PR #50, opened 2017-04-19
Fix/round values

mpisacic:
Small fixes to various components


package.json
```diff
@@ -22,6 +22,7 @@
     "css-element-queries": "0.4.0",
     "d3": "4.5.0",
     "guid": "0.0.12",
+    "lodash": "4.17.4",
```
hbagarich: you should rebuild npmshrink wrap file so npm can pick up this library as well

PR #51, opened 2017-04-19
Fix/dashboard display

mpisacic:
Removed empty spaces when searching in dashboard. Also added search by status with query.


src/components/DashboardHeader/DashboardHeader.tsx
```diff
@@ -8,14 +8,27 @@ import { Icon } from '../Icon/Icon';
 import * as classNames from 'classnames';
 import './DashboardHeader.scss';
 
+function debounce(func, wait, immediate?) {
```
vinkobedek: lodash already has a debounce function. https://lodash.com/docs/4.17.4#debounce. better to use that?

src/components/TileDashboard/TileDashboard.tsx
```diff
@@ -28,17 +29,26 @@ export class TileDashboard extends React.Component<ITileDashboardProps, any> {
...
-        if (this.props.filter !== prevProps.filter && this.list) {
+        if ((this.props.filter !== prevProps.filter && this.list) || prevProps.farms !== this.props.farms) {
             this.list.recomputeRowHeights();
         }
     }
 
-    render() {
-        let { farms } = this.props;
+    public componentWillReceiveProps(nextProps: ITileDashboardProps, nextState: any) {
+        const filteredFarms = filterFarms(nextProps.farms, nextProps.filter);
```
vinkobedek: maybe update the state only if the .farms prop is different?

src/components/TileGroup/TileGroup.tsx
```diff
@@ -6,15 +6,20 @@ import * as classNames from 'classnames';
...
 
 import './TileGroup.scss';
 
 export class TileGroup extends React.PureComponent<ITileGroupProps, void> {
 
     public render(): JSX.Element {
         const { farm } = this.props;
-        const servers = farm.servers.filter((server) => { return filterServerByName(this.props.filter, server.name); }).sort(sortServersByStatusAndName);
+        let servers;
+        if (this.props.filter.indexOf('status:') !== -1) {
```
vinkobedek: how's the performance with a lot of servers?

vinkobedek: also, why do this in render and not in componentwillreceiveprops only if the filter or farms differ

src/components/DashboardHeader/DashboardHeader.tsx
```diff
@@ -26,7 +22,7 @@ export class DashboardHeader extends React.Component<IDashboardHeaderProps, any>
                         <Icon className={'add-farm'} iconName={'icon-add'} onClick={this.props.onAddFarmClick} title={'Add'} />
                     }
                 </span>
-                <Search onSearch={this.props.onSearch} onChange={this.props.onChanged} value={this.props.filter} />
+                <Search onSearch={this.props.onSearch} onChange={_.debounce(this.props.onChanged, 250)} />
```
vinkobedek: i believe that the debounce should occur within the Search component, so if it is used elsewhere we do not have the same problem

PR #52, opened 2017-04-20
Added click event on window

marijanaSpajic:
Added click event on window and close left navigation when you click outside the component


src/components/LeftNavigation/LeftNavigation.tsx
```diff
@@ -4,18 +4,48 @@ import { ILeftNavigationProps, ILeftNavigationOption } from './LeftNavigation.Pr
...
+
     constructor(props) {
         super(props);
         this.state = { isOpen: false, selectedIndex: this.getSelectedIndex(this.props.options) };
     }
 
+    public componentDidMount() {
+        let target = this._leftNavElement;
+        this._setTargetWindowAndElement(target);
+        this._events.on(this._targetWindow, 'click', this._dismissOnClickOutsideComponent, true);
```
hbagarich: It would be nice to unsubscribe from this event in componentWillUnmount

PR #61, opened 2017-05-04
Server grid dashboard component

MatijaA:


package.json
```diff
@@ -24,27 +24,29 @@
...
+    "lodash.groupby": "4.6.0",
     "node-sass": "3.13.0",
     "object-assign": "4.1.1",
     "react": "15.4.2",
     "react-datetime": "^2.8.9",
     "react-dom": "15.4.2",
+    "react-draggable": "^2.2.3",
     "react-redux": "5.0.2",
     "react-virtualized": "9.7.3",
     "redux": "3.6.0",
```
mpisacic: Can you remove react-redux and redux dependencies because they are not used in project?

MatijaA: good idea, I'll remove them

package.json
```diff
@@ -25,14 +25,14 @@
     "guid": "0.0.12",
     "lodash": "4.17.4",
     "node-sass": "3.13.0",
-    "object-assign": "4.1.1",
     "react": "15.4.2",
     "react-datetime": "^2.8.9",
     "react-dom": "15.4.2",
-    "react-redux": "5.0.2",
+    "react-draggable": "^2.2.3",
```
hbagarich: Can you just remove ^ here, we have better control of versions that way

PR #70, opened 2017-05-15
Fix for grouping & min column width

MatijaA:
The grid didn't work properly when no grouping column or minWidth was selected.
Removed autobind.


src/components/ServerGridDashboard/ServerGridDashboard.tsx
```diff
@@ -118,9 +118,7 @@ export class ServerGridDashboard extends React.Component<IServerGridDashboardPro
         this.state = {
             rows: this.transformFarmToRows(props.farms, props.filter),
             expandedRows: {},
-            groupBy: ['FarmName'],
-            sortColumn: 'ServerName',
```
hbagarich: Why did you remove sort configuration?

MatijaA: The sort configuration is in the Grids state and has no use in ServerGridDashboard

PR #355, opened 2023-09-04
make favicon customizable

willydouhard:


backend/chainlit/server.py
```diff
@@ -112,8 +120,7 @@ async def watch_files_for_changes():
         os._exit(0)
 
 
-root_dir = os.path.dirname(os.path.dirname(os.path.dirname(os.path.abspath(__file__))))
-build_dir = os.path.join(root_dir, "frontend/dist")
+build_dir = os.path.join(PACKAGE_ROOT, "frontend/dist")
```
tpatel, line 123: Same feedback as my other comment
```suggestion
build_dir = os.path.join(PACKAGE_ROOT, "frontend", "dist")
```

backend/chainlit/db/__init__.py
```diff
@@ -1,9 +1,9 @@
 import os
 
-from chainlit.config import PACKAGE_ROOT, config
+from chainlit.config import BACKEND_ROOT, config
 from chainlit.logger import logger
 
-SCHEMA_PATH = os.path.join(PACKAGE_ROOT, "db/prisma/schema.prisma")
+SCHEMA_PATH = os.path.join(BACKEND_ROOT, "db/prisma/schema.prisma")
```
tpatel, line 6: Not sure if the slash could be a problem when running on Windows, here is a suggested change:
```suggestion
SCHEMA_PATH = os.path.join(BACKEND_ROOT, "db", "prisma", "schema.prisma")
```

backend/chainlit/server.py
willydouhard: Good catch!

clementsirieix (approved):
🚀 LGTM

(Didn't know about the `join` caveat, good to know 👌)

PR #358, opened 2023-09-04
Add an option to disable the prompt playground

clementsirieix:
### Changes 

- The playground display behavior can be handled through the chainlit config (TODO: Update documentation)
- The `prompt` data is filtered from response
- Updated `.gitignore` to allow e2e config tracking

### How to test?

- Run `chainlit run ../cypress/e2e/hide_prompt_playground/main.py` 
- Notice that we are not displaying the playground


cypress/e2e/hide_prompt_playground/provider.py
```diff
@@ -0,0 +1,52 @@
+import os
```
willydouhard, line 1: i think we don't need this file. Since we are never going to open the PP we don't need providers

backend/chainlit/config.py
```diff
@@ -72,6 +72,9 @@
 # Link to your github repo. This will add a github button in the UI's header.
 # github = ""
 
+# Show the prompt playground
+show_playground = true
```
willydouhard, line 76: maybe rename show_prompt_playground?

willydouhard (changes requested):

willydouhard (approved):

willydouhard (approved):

ACTIVITY =
In the listing above, find the lines holding the word "onChange" and copy them.

SOLUTION =
-                <Search onSearch={this.props.onSearch} onChange={this.props.onChanged} value={this.props.filter} />
+                <Search onSearch={this.props.onSearch} onChange={_.debounce(this.props.onChanged, 250)} />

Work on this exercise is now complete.